Data:

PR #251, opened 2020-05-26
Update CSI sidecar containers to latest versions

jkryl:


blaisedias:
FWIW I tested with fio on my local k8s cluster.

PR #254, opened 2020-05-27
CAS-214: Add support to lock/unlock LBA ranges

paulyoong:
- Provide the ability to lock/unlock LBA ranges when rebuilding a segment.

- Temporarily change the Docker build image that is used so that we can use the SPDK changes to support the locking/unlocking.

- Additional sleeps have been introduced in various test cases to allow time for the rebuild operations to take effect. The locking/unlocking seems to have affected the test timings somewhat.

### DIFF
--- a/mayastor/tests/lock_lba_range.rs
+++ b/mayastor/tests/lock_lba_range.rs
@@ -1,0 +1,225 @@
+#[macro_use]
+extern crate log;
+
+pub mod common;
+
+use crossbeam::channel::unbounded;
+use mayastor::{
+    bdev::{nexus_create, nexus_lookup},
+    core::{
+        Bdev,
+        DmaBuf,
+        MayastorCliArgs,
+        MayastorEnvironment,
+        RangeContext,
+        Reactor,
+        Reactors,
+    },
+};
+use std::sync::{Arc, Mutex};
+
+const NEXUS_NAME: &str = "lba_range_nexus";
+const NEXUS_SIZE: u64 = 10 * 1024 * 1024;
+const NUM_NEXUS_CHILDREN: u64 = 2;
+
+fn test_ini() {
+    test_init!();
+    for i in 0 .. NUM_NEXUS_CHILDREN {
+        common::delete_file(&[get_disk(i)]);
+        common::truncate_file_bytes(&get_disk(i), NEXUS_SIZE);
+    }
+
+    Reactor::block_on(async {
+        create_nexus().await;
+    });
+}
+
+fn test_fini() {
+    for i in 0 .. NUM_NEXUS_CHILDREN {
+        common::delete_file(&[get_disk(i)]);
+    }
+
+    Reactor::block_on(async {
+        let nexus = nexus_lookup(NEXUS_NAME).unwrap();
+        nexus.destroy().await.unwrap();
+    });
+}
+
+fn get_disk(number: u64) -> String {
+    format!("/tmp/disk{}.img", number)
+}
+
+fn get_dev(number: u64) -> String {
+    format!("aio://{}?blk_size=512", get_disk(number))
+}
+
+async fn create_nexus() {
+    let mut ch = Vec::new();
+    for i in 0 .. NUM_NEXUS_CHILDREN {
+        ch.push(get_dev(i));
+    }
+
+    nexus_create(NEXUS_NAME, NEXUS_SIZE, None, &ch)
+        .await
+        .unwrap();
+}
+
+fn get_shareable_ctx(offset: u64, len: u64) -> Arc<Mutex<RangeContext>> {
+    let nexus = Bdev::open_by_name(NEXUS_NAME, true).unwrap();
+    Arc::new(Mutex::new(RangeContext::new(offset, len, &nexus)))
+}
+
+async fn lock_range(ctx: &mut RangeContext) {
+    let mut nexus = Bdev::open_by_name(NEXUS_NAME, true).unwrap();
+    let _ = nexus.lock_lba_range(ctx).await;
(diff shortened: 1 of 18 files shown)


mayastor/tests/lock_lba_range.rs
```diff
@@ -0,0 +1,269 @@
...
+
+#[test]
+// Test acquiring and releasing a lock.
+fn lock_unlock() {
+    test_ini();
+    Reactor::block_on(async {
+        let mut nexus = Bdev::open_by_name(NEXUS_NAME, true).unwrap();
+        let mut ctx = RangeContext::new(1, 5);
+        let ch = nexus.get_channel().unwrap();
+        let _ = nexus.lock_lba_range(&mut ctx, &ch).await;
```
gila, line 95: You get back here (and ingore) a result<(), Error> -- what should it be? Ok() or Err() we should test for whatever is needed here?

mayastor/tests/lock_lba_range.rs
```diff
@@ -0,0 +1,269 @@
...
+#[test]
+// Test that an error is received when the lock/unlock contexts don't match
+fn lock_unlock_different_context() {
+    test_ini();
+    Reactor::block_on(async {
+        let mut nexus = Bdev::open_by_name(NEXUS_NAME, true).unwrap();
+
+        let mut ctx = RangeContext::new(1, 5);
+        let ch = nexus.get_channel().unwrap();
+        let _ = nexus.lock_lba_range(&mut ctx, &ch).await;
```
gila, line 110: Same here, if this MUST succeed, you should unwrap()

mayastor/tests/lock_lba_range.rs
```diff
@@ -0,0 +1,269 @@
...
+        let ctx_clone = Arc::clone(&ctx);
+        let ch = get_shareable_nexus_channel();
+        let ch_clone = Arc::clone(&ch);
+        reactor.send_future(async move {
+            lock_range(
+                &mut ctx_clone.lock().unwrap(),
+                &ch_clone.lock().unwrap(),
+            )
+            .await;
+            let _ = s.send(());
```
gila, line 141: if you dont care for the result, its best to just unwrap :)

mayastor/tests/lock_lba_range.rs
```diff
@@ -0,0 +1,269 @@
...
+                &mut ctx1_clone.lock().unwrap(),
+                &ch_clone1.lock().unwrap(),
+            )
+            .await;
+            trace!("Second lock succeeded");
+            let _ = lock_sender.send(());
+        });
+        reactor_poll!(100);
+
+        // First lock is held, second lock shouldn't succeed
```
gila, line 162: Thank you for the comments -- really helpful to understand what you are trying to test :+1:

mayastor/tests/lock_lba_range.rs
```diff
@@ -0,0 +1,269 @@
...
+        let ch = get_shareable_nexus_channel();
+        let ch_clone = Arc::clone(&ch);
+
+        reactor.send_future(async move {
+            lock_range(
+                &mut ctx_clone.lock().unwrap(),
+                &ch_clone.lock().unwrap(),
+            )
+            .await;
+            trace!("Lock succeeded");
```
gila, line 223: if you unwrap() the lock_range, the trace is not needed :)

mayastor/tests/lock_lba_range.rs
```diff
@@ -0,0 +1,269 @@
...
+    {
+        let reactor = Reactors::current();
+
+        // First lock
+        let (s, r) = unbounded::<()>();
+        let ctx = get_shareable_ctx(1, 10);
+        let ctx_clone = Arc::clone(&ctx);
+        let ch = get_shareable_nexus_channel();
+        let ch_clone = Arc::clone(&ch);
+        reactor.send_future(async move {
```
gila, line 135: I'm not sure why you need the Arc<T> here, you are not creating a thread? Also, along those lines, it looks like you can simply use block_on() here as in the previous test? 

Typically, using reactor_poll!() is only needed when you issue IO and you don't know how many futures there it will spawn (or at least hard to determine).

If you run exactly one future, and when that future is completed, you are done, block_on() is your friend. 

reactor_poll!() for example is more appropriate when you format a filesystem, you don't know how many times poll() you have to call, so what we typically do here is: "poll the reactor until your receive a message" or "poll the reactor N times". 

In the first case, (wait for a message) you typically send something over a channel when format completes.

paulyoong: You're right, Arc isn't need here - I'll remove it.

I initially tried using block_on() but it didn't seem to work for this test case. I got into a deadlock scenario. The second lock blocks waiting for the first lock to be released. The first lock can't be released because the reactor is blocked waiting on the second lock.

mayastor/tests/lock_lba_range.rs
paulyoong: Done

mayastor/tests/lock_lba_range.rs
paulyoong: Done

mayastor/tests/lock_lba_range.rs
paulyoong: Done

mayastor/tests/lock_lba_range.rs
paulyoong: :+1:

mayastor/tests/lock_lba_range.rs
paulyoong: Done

Activity: Whenever the word "unbounded" turns up in a line of the listing above, copy the line.

Exercise solution:
+use crossbeam::channel::unbounded;
+        let (s, r) = unbounded::<()>();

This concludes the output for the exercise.